Uroczystość Wszystkich Świętych

      Z trudem wstałem na Mszę św. 7.00...zabiorę żonę do domu, bo jest zimno i zapalimy lampkę pod "moim" krzyżem. Jak się okaże ktoś postawi tam piękne chryzantemy. Jest mi przykro, że dzisiaj jest wspomnienie Wszystkich Świętych, a Bóg Ojciec nie ma Swojego Święta.     
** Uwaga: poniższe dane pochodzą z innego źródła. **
PR #4613, opened 2020-05-08
JPEG: Truncate icclist instead of setting to None

homm:
I faced with a slightly malformed file with two problems at once:

1. There was `APP2` marker with ICC profile after `SOF` marker which leads to exception on open:

```python
        elif marker == 0xFFE2 and s[:12] == b"ICC_PROFILE\0":
            # Since an ICC profile can be larger than the maximum size of
            # a JPEG marker (64K), we need provisions to split it into
            # multiple markers. The format defined by the ICC specifies
            # one or more APP2 markers containing the following data:
            #   Identifying string      ASCII "ICC_PROFILE\0"  (12 bytes)
            #   Marker sequence number  1, 2, etc (1 byte)
            #   Number of markers       Total of APP2's used (1 byte)
            #   Profile data            (remainder of APP2 data)
            # Decoders should use the marker sequence numbers to
            # reassemble the profile, rather than assuming that the APP2
            # markers appear in the correct sequence.
>           self.icclist.append(s)
E           AttributeError: 'NoneType' object has no attribute 'append'
```

2. The same `APP2` marker was included in the file twice: before and after `SOF`. Each `ICC_PROFILE` marker should include a marker sequence number and a number of markers. And both markers claim that they are the first and there is only one marker. They were literally identical. Despite this, viewers show one correct ICC profile.

I've reproduced both problems in the same test file. As we already ignore ICC profile markers after `SOF`, both problems have the same solution.


radarhere:
Minor note - I don't see how Problem 1 could happen without Problem 2. If the order was just SOF-ICC, then `self.icclist` would be empty when SOF is run, so SOF wouldn't set it to `None`. Because your test file has ICC-SOF-ICC, then `self.icclist` is populated first, SOF sets it to `None`, then when ICC runs again, the exception is thrown from trying to append to `None`.

homm:
> Minor note - I don't see how Problem 1 could happen without Problem 2.

Right, the first problem only possible with ICC-SOF-ICC sequence. And probably this is another bug: ICC is ignored after SOF. But the second problem is not related to SOF place, it happens for any ICC chanks with the same number.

     Właśnie dzisiaj w Apokalipsie (Ap 7,2-4.9-14) Apostoł Jan ujrzał chwałę, cześć i uwielbienie Boga Żywego. Powtórzę, co wiem, że "nie ma Boga oprócz Jahwe". W islamie wyznawcy wołają, że nie ma takiego oprócz Allaha. Niech udowodni to chociaż jeden świadek! Przykre mi, że zamiast szczyć się z razem ze mną - z wezwania i wybrania przez Boga Ojca - w W-wskiej Izbie Lekarskiej podtrzymuje się, że jestem chory psychicznie (przypomne zapis z 25.01.2008(pt) ZA PRZEŚLADOWANYCH KATOLIKÓW).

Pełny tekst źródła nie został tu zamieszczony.